- Problem details
Scan the material for the word "still", then return every line where it appears.

-------- Provided entries

PR #244, opened 2021-05-26
Refactor test harness to integrate auxiliary services, and add a local uniresolver service

Moopli:
Von-network and indy-tails-server are now 'services' that are automatically
started by the ./manage script when it runs tests. Additional services can
be added just like these, by creating a folder for the service inside
`services`, and creating a wrapper script in the style of the existing ones.

Adds a universal-resolver service with a sov driver, for agents to be able to
resolve published did:sov DIDs from the local VON network.

Adds agent-type-specific environment configuration, using an <agent-name>.env
file in the agent's folder.

Configures afgo-interop to use the local uniresolver for did:sov.

Refactors ./manage script to add new commands:
- service: subcommands to `start`/`stop` a service, view `logs`, delete&`clean`
- start: start services and agents
- test: execute tests on running agents
- stop: stop agents (but leaves services running, for faster subsequent tests)

`./manage run [agents] [other args]` is the same as:

    ./manage start [agents]
    ./manage run [other args]
    ./manage stop

### DIFF
--- a/.github/workflows/test-harness-acapy.yml
+++ b/.github/workflows/test-harness-acapy.yml
@@ -27,6 +27,9 @@ jobs:
   test:
     runs-on: ubuntu-latest
     if: (github.event_name == 'schedule' && github.repository == 'hyperledger/aries-agent-test-harness') || (github.event_name != 'schedule')
+    env:
+      LEDGER_URL_CONFIG: "http://localhost:9000"
+      TAILS_SERVER_URL_CONFIG: "http://localhost:6543"
     steps:
       - name: checkout-test-harness
         uses: actions/checkout@v2
--- a/.github/workflows/test-harness-acapy-afgo.yml
+++ b/.github/workflows/test-harness-acapy-afgo.yml
@@ -28,6 +28,9 @@ jobs:
   test:
     runs-on: ubuntu-latest
     if: (github.event_name == 'schedule' && github.repository == 'hyperledger/aries-agent-test-harness') || (github.event_name != 'schedule')
+    env:
+      LEDGER_URL_CONFIG: "http://localhost:9000"
+      TAILS_SERVER_URL_CONFIG: "http://localhost:6543"
     steps:
       - name: checkout-test-harness
         uses: actions/checkout@v2
--- a/.github/workflows/test-harness-acapy-afj.yml
+++ b/.github/workflows/test-harness-acapy-afj.yml
@@ -28,6 +28,9 @@ jobs:
   test:
     runs-on: ubuntu-latest
     if: (github.event_name == 'schedule' && github.repository == 'hyperledger/aries-agent-test-harness') || (github.event_name != 'schedule')
+    env:
+      LEDGER_URL_CONFIG: "http://localhost:9000"
+      TAILS_SERVER_URL_CONFIG: "http://localhost:6543"
     steps:
       - name: checkout-test-harness
         uses: actions/checkout@v2
--- a/.github/workflows/test-harness-acapy-aip10.yml
+++ b/.github/workflows/test-harness-acapy-aip10.yml
@@ -26,6 +26,9 @@ jobs:
   test:
     runs-on: ubuntu-latest
     if: (github.event_name == 'schedule' && github.repository == 'hyperledger/aries-agent-test-harness') || (github.event_name != 'schedule')
+    env:
+      LEDGER_URL_CONFIG: "http://localhost:9000"
+      TAILS_SERVER_URL_CONFIG: "http://localhost:6543"
     steps:
       - name: checkout-test-harness
         uses: actions/checkout@v2
--- a/.github/workflows/test-harness-acapy-aip20.yml
+++ b/.github/workflows/test-harness-acapy-aip20.yml
@@ -26,6 +26,9 @@ jobs:
   test:
     runs-on: ubuntu-latest
     if: (github.event_name == 'schedule' && github.repository == 'hyperledger/aries-agent-test-harness') || (github.event_name != 'schedule')
+    env:
+      LEDGER_URL_CONFIG: "http://localhost:9000"
+      TAILS_SERVER_URL_CONFIG: "http://localhost:6543"
     steps:
       - name: checkout-test-harness
         uses: actions/checkout@v2
--- a/.github/workflows/test-harness-acapy-dotnet-javascript.yml
+++ b/.github/workflows/test-harness-acapy-dotnet-javascript.yml
@@ -31,6 +31,9 @@ jobs:
   test:
     runs-on: ubuntu-latest
     if: (github.event_name == 'schedule' && github.repository == 'hyperledger/aries-agent-test-harness') || (github.event_name != 'schedule')
+    env:
+      LEDGER_URL_CONFIG: "http://localhost:9000"
+      TAILS_SERVER_URL_CONFIG: "http://localhost:6543"
     steps:
       - name: checkout-test-harness
         uses: actions/checkout@v2
--- a/.github/workflows/test-harness-acapy-dotnet.yml
+++ b/.github/workflows/test-harness-acapy-dotnet.yml
@@ -30,6 +30,9 @@ jobs:
   test:
     runs-on: ubuntu-latest
     if: (github.event_name == 'schedule' && github.repository == 'hyperledger/aries-agent-test-harness') || (github.event_name != 'schedule')
+    env:
+      LEDGER_URL_CONFIG: "http://localhost:9000"
+      TAILS_SERVER_URL_CONFIG: "http://localhost:6543"
     steps:
       - name: checkout-test-harness
         uses: actions/checkout@v2
--- a/.github/workflows/test-harness-acapy-full.yml
+++ b/.github/workflows/test-harness-acapy-full.yml
@@ -30,6 +30,9 @@ jobs:
   test:
     runs-on: ubuntu-latest
     if: (github.event_name == 'schedule' && github.repository == 'hyperledger/aries-agent-test-harness') || (github.event_name != 'schedule')
+    env:
+      LEDGER_URL_CONFIG: "http://localhost:9000"
+      TAILS_SERVER_URL_CONFIG: "http://localhost:6543"
     steps:
       - name: checkout-test-harness
         uses: actions/checkout@v2
--- a/.github/workflows/test-harness-afgo-acapy.yml
+++ b/.github/workflows/test-harness-afgo-acapy.yml
@@ -28,6 +28,9 @@ jobs:
   test:
     runs-on: ubuntu-latest
     if: (github.event_name == 'schedule' && github.repository == 'hyperledger/aries-agent-test-harness') || (github.event_name != 'schedule')
+    env:
+      LEDGER_URL_CONFIG: "http://localhost:9000"
+      TAILS_SERVER_URL_CONFIG: "http://localhost:6543"
     steps:
       - name: checkout-test-harness
         uses: actions/checkout@v2
--- a/.github/workflows/test-harness-afgo.yml
+++ b/.github/workflows/test-harness-afgo.yml
@@ -27,6 +27,9 @@ jobs:
   test:
     runs-on: ubuntu-latest
     if: (github.event_name == 'schedule' && github.repository == 'hyperledger/aries-agent-test-harness') || (github.event_name != 'schedule')
+    env:
+      LEDGER_URL_CONFIG: "http://localhost:9000"
+      TAILS_SERVER_URL_CONFIG: "http://localhost:6543"
     steps:
       - name: checkout-test-harness
         uses: actions/checkout@v2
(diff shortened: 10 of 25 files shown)


TimoGlastra (dismissed):
Nice, LGTM

How does this work if you use external services? I often run with the public BCGov tails server and ledger by setting environment variables. Does that still work?

Moopli:
@TimoGlastra looks like I should amend my PR so it checks if those environment variables are set, to determine whether it should run the local servers, I'll make that change.

nodlesh:
I like it. A few comments. Is it possible to make this backwards compatible with the previous way of executing? 
Wondering if we can use Von Network and tails server if already running. This will be needed to keep the daily test runs in  GitHub Actions as they are implemented. Otherwise when this is merged they will all break. 

This seems to work for afgo, but trying acapy the agents fail to start up with the old ./manage run command. I didn't try the other agents so not sure if they still work.

ianco:
Agree with @nodlesh .  I tried running `./manage run -d afgo-interop -b acapy-main -v 20 -t @RFC0023 -t ~@wip` and everything started up fine but the services didn't shut down after the tests.  `./manage stop` stops the agents but doesn't stop the services.  I'd expect either (a) I'm already running the services, so no need to start or stop them, or (b) I'd like the `./manage` scrpt to both start and stop the services when I do `./manage run ...`

Moopli:
@nodlesh That's odd, acapy runs fine on my end, whether with `./manage start` or `./manage run`. And it is indeed possible to use the von network and tails server that are already running, by setting `LEDGER_URL_CONFIG` and `TAILS_SERVER_URL_CONFIG` to point to the local instances. I pushed another commit to add those environment variables to all the jobs in github actions, does that solve the issue?

Moopli:
@ianco 
> the services didn't shut down after the tests. ./manage stop stops the agents but doesn't stop the services. I'd expect either (a) I'm already running the services, so no need to start or stop them, or (b) I'd like the ./manage scrpt to both start and stop the services when I do ./manage run ...

I see your point - I considered it a courtesy since the services would need to continue running if you want to do multiple tests, but I agree that it doesn't scan as obvious clean behaviour. It would be easy to make `./manage run` stop any services it starts, however, so I could do that.

Moopli:
@ianco does my latest commit address your issue?

ianco:
Taking a look now ...  

based on your latest updates, if I'm already running von-network and the tails server, I have to provide the env vars `LEDGER_URL_CONFIG` and `TAILS_SERVER_URL_CONFIG` correct?

.github/workflows/test-harness-acapy.yml
```diff
@@ -27,6 +27,9 @@ jobs:
   test:
     runs-on: ubuntu-latest
     if: (github.event_name == 'schedule' && github.repository == 'hyperledger/aries-agent-test-harness') || (github.event_name != 'schedule')
+    env:
+      LEDGER_URL_CONFIG: "http://localhost:9000"
+      TAILS_SERVER_URL_CONFIG: "http://localhost:6543"
```
ianco, line 32: I don't think "localhost" will work here, it needs to be the internal IP address of the docker network (in the `manage` script we set `$DOCKERHOST`, which comes from:

`export DOCKERHOST=${APPLICATION_URL-$(docker run --rm --net=host eclipse/che-ip)}`

ianco (changes requested):

ianco:
> @ianco does my latest commit address your issue?

Starting and stopping services is working when I `./manage run ...`, thanks for the fix!

However I can't get the test to run when passing the `*_CONFIG` parameters.  When I run:

`LEDGER_URL_CONFIG="http://localhost:9000" TAILS_SERVER_URL_CONFIG="http://localhost:6543" ./manage run -d afgo-interop -b acapy-main -v 20 -t @RFC0023 -t ~@wip`

... then the `./manage` script detects that the ledger and tails server are running, however the agents aren't able to connect to "localhost", they need the docker IP address.  (However if I pass in the docker IP address instead of localhost, the manage script can't detect that the ledger and tails server are running.)

Moopli:
@ianco
Just pushed a fix: created some script-wide variables - `_INTERNAL` for the URL to use within docker containers, and `_HOST` for the URL to use from the host. If you set `_URL_CONFIG` variables to localhost, then the `_INTERNAL` variables will replace `localhost` with the dockerhost IP. If you set `_URL_CONFIG` variables to external URLs, then the `_HOST` and `_INTERNAL` variables will be the same. ~~(unless the external URL has `localhost` in it...)~~

Edit: just pushed a fix in case an external url was silly enough to have localhost inside it (while not being a localhost url). The `sed` replacement now replaces `://localhost:` with `://${DOCKERHOST}:` so it _only_ applies to a bona-fide localhost url.

.github/workflows/test-harness-acapy.yml
Moopli: my latest commit fixes this as well - `localhost` in these URLs will be replaced with `$DOCKERHOST` for the URLs passed to the agents.

nodlesh:
I'm not using afgo-interop. I'm trying to be sure this works with straight acapy (and other agents). So I get the following... 
```
LEDGER_URL_CONFIG="http://localhost:9000" TAILS_SERVER_URL_CONFIG="http://localhost:6543" ./manage run -d acapy-main -t @AcceptanceTest -t @AIP20 -t ~@wip
Agents to be used:
  Acme - acapy-main
  Bob - acapy-main
  Faber - acapy-main
  Mallory - acapy-main

waiting for ledger to start
waiting for tails server to start
Starting Acme Agent using acapy-main-agent-backchannel ...
Starting Bob Agent using acapy-main-agent-backchannel ...
Starting Faber Agent using acapy-main-agent-backchannel ...
Starting Mallory Agent using acapy-main-agent-backchannel ...

waiting for Acme agent to start
waiting for Bob agent to start..............................\e[31m
The agent failed to start within 30 seconds.
\e[0m

waiting for Faber agent to start...............................\e[31m
The agent failed to start within 30 seconds.
\e[0m

waiting for Mallory agent to start..............................\e[31m
The agent failed to start within 30 seconds.
\e[0m
```
As you can see some agents start and others do not. It seems random which ones will start on any given run. 
I can run any of these agents using my normal command to run them when I'm developing tests with them. 
```
docker run -it --rm --name bob_agent --expose 8030-8033 --expose 5678 -p 8030-8033:8030-8033 -p 5678:5678 -e "DOCKERHOST=192.168.65.3" -e "LEDGER_URL=http://192.168.65.3:9000" -e "TAILS_SERVER_URL=http://192.168.65.3:6543" acapy-main-agent-backchannel -p 8030
```

Moopli:
@nodlesh I'm not sure why it fails on your end, the agents start fine (and pass most of their steps too) when I do the following:
```
$ [my local von-network dir]/manage start
$ [my local indy-tails-server dir]/docker/manage start
$ LEDGER_URL_CONFIG="http://localhost:9000" TAILS_SERVER_URL_CONFIG="http://localhost:6543" ./manage run -d acapy-main -t @AcceptanceTest -t @AIP20 -t ~@wip
```
What, if anything, do you see in the agent logs?

nodlesh:
This is Bob not starting properly.  
```
Starting aca-py agent ...
From ledger_url: http://192.168.65.3:9000/genesis
Listening to backchannel on port 9030
Listening to web_hooks on port 9033
Matched operation: {'rfc': '0000 General Backchannel Commands', 'command': 'X', 'response': '', 'topic': 'status', 'method': 'GET', 'operation': '', 'id': '', 'data': '', 'description': 'Return agent status, 200 if active or 418 otherwise', 'id_details': '', 'data_details': '', 'result_details': 'status'}
Matched operation: {'rfc': '0000 General Backchannel Commands', 'command': 'X', 'response': '', 'topic': 'status', 'method': 'GET', 'operation': '', 'id': '', 'data': '', 'description': 'Return agent status, 200 if active or 418 otherwise', 'id_details': '', 'data_details': '', 'result_details': 'status'}
.
.
.
```
It is missing `Got DID: ` and onward.

ianco:
`LEDGER_URL_CONFIG="http://localhost:9000" TAILS_SERVER_URL_CONFIG="http://localhost:6543" ./manage run ...`

The agents are not going to be able to connect to `localhost:9000` nor `localhost:6543`, they need an IP that is recognized inside the docker network.

On the other hand, when the `manage` script checks for the von-network and ledger, it needs to use `localhost`

ianco:
With the latest updates, when I run:  `./manage run -d afgo-interop -b acapy-main -v 20 -t @RFC0023 -t ~@wip`, everything behaves as expected (ledger & tails server start & then shut down at the end of the test)

When I run:  `LEDGER_URL_CONFIG=http://localhost:8000 TAILS_SERVER_URL_CONFIG=http://localhost:6543 ./manage run -d afgo-interop -b acapy-main -v 20 -t @RFC0023 -t ~@wip` (running the ledger & tails server manually) the `manage` script doesn't detect the ledger and then shuts down.

I tried to substitute `192.168.65.3` (the docker IP address on my machine) for `localhost` and no luck.

swcurran:
So we need a special case for the scenario of running von-network and indy-tails-server locally on docker, since they have two different URLs depending on how they are accessed (within bash/.manage and within docker).  And presumably, we don't want to start and stop the servers on every run, as that will slow down development.

How about a special flag (e.g. "--local" or the like) to say that those two services are running locally?  We're going to have this with every service that runs in a docker container.  For example, I would imagine we'll see this if we start to have a "did:orb" service running within a docker container.

ianco:
> So we need a special case for the scenario of running von-network and indy-tails-server locally on docker, since they have two different URLs depending on how they are accessed (within bash/.manage and within docker). And presumably, we don't want to start and stop the servers on every run, as that will slow down development.
> 
> How about a special flag (e.g. "--local" or the like) to say that those two services are running locally? We're going to have this with every service that runs in a docker container. For example, I would imagine we'll see this if we start to have a "did:orb" service running within a docker container.

:+1: on `--local`, except prob `--local-ledger` and `--local-tails` separate parameters

Moopli:
@ianco I'm not sure why `LEDGER_URL_CONFIG=http://localhost:8000 TAILS_SERVER_URL_CONFIG=http://localhost:6543 ./manage run -d afgo-interop -b acapy-main -v 20 -t @RFC0023 -t ~@wip` is failing, it should be using the [localhost url](https://github.com/hyperledger/aries-agent-test-harness/pull/244/files#diff-181229424893bb65d94a74c2132b8b9e5adfe851464fdb5cb9f49e8a8204be7bR19) for the [ledger liveness check](https://github.com/hyperledger/aries-agent-test-harness/pull/244/files#diff-181229424893bb65d94a74c2132b8b9e5adfe851464fdb5cb9f49e8a8204be7bR262) and the [internal URL](https://github.com/hyperledger/aries-agent-test-harness/pull/244/files#diff-181229424893bb65d94a74c2132b8b9e5adfe851464fdb5cb9f49e8a8204be7bR25) for the [agent containers](https://github.com/hyperledger/aries-agent-test-harness/pull/244/files#diff-181229424893bb65d94a74c2132b8b9e5adfe851464fdb5cb9f49e8a8204be7bR380).

Moopli:
@ianco btw are you sure you're running von-network on localhost:**8000**, not localhost:**9000**?

ianco:
> @ianco btw are you sure you're running von-network on localhost:**8000**, not localhost:**9000**?

Aha good catch, let me check and try again

OK confirm this works when I use the correct ports:

`LEDGER_URL_CONFIG=http://localhost:9000 TAILS_SERVER_URL_CONFIG=http://localhost:6543 ./manage run -d afgo-interop -b acapy-main -v 20 -t @RFC0023 -t ~@wip`

ianco:
With this command:  `LEDGER_URL_CONFIG=http://localhost:9000 TAILS_SERVER_URL_CONFIG=http://localhost:6543 ./manage run -d acapy-main -v 20 -t @RFC0023 -t ~@wip`

(i.e. using aca-py agents for everything)

...  Bob agent doesn't start up.  I suspect there is a port getting grabbed somewhere.  aca-py opens up a range of ports (at least 3 off the top of my head) so possibly conflicts with something being used by one of the new services?

ianco (changes requested):
Looks good but possible port conflict?

troyronda:
> For example, I would imagine we'll see this if we start to have a "did:orb" service running within a docker container.

@swcurran We plan to add a "did:orb" service in a followup.

Moopli:
@ianco the only place I can find a port in the 9030-9039 range being mapped, outside bob-agent, is the demo, where that range is assigned to faber. I think it must be a different failure, I'll push a tweak in a moment to allow logs to be fetched from crashed agents so you can see what the problem is.

ianco:
The aca-py agents are randomly hanging up when trying to register a public DID on the ledger.  The agent gets to the point of calling the endpoint to register their DID, but then the call never returns (or at least there's no evidence in the log files).

The DID's however *ARE* getting registered on the ledger - when I inspect the ledger browser after the tests have completed, *all* the agents have DID's registered, even the ones that failed to start.

I notice there is some changes to how the docker networking is configured, maybe that's a cause (?)   I don't see any reason why one aca-py should register successfully and others randomly fail.

troyronda:
@Moopli @ianco Any next steps on getting this situation resolved and this PR merged?

Moopli:
note, just rebased on master ^

nodlesh:
This is now working for me after recloning everything. Good to go!

ianco (approved):

ianco:
> @Moopli @ianco Any next steps on getting this situation resolved and this PR merged?

Everything looks good, I'll leave it for @nodlesh to merge.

----------------

- Written solution
How does this work if you use external services? I often run with the public BCGov tails server and ledger by setting environment variables. Does that still work?
This seems to work for afgo, but trying acapy the agents fail to start up with the old ./manage run command. I didn't try the other agents so not sure if they still work.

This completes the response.